The task
Filter out every line below that lacks "true", and copy the rest.

Segment Start: Records supplied

PR #1081, opened 2023-04-13
glib-macros: Strip out r# prefix from property names inside the GObject

rmnscnce:
If merged, the `r#` prefix will be removed from names of the property, allowing the expected names to be used.

This also adds a section to the `glib::Properties` docs elaborating the use of keywords as property names with the macro.

### DIFF
--- a/glib-macros/src/properties.rs
+++ b/glib-macros/src/properties.rs
@@ -11,6 +11,7 @@ use syn::parenthesized;
 use syn::parse::Parse;
 use syn::punctuated::Punctuated;
 use syn::spanned::Spanned;
+use syn::LitStr;
 use syn::Token;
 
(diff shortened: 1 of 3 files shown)


sdroege:
Can you get rid of the merge commit?

glib-macros/src/properties.rs
```diff
@@ -556,10 +569,14 @@ fn expand_wrapper_connect_prop_notify(props: &[PropDesc]) -> TokenStream2 {
     let crate_ident = crate_ident_new();
     let connection_fns = props.iter().map(|p| {
         let name = &p.name;
+        let stripped_name = syn::LitStr::new(
```
sdroege, line 572: Maybe this can go into a function

sdroege (approved):

PR #1083, opened 2023-04-17
glib: Enable various smallvec features

sdroege:
This all require a newer rustc than what smallvec depends on, but much older than glib's minimum supported Rust version.

Enabling these features enables smallvec to use less space, work with any array size and provide some more const functions.

----

Another reason why conservative MSRV are the plague.

### DIFF
--- a/glib/Cargo.toml
+++ b/glib/Cargo.toml
@@ -31,7 +31,7 @@ ffi = { package = "glib-sys", path = "sys" }
 gobject_ffi = { package = "gobject-sys", path = "gobject-sys" }
 glib-macros = { path = "../glib-macros" }
 rs-log = { package = "log", version = "0.4", optional = true }
-smallvec = "1.0"
+smallvec = { version = "1.0", features = ["union", "const_generics", "const_new"] }
 thiserror = "1"
 gio_ffi = { package = "gio-sys", path = "../gio/sys", optional = true }
 memchr = "2.5.0"


GuillaumeGomez (approved):

GuillaumeGomez:
> Another reason why conservative MSRV are the plague.

Not sure what it has to do with the rest though.

sdroege:
> Not sure what it has to do with the rest though.

Especially the union feature makes a quite big difference and should be enabled by default. That can't be done though if you want to support rustc from 3 years ago. And your software depending indirectly on smallvec will have no way to enable it explictly unless you depend directly on smallvec (even if you don't use it), assuming you even notice that there is this configuration somewhere in one of your dependencies.

GuillaumeGomez:
Yes but it doesn't concern us so I'm really not sure to understand your point.

sdroege:
In this case we're directly depending on it, so we "only" need to be aware that this configuration exists in our direct dependency. Which nobody did for 2 years, or did you? :)

GuillaumeGomez:
Ok I just got it: you said it because you realized that these features that improved this crate greatly were disabled by default because of MSRV. Now it makes sense.

sdroege:
Sorry, I should've been more clear :) I had no breakfast yet!

GuillaumeGomez:
Go eat young man!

Segment End: Records supplied

Output for this task
 rs-log = { package = "log", version = "0.4", optional = true }
 gio_ffi = { package = "gio-sys", path = "../gio/sys", optional = true }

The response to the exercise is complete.